Embedding Media
Figure 5-5. Some browsers will display the alternative text if the image isn’t available
An alt attribute should be a meaningful substitute for the image, so avoid unhelpful alt texts such as
“company logo.” Tell your visitors the name of the company, not just that your anonymous company has
some sort of logo they’re unable to see. If you like, you can specify that the unseen image is, in fact, a logo
with alt text like “CorpCo, Inc. (logo)” or something similar. It still replaces the image as well as passing
on the extra information that it’s a logo. If it’s practical, you could even go one better and describe the logo:
“CorpCo, Inc. (logo: a yellow sunburst rising behind a blue inverted crescent representing the Earth, above
the company name in dark blue, in a heavy, slab-serif font)”. Images that are pictures of text (for
typographic style) should include that text in their alt attributes.
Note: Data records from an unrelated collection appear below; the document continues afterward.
PR #1965, opened 2018-11-22
Fix a couple of minor issues in dynamic-import tests

jonco3:
Hi,

This is to fix what I think are a couple of minor issues in the new dynamic import tests:

 - indirect-resolution-1_FIXTURE.js has a bare import specifier.  This should be a relative specifier to find the indirect-resolution-2_FIXTURE.js module.

 - default-property-not-set-own.js should be marked as a module, so that when it imports itself it doesn't get run again.  If this happens $DONE will complain about being called twice.

### DIFF
--- a/test/language/expressions/dynamic-import/namespace/default-property-not-set-own.js
+++ b/test/language/expressions/dynamic-import/namespace/default-property-not-set-own.js
@@ -5,7 +5,7 @@
 description: The default property is not set the if the module doesn't export any default
 esid: sec-finishdynamicimport
 features: [dynamic-import]
-flags: [async]
+flags: [async, module]
 info: |
     Runtime Semantics: FinishDynamicImport ( referencingScriptOrModule, specifier, promiseCapability, completion )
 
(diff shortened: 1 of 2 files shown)


leobalter:
Hi @jonco3, thanks for the PR!

The first fix is correct, the second one is indeed a problem but I’d rather keep the file as a non module code and refactor the code to avoid calling import twice.

We have some other test files doing this approach but I’m only back to my computer on Monday after the holidays. Let me know if you need any support.

jonco3:
Ah yes, that would be better.  I'll see what I can do.

test/language/expressions/dynamic-import/namespace/default-property-not-set-own.js
```diff
@@ -26,7 +26,7 @@ info: |
         5. Return namespace.
 ---*/
 
-import('./default-property-not-set-own.js').then(ns => {
+import('./empty_FIXTURE.js').then(ns => {
```
leobalter: +1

Many people use the incorrect term “alt tag” to refer to the alt attribute. This is
confusing and misleading because alt isn’t a tag at all; it’s an attribute of the img
element.
A well-written alt attribute might inform the reader that the absent image is a logo, a photograph, an
illustration, a portrait, a landscape, a thumbnail, a close-up, a chart, a map, and so on, but you should
avoid restating the obvious: “a picture of my cat” tells the reader what it’s a picture of but doesn’t tell them
much else about the scene that picture captures. The alt attribute is a descriptive or functional
replacement for the image, so you should try to describe the subject if possible, not just the image itself.
And you shouldn’t use the image file name as the value of alt; “mycat.jpg” tells the reader nothing
meaningful about the picture.
If your web page features a photo of your cat asleep in a grocery bag (as cats are oft wont to do), the
appropriate alt text might be “my cat in a bag” or “my gray cat sleeping in a brown paper bag” or even
“my gray striped tabby curled up and fast asleep in a brown paper Trader Joe’s grocery bag on my red
Formica kitchen table.” These all describe the content of the picture to help your readers conjure the image
in their minds even if they can’t see it on their screens.
The rule of thumb for writing alternative text: the content should still make sense if every image on the
page were replaced with its text alternative. Imagine reading the page aloud to a friend over the phone. If
the picture is important, describe the picture. If it represents an idea, state that idea in words, as briefly as
you can. If it’s a graph or chart, list the data the chart conveys. And if the image isn’t essential to
understanding the content, don’t mention it at all.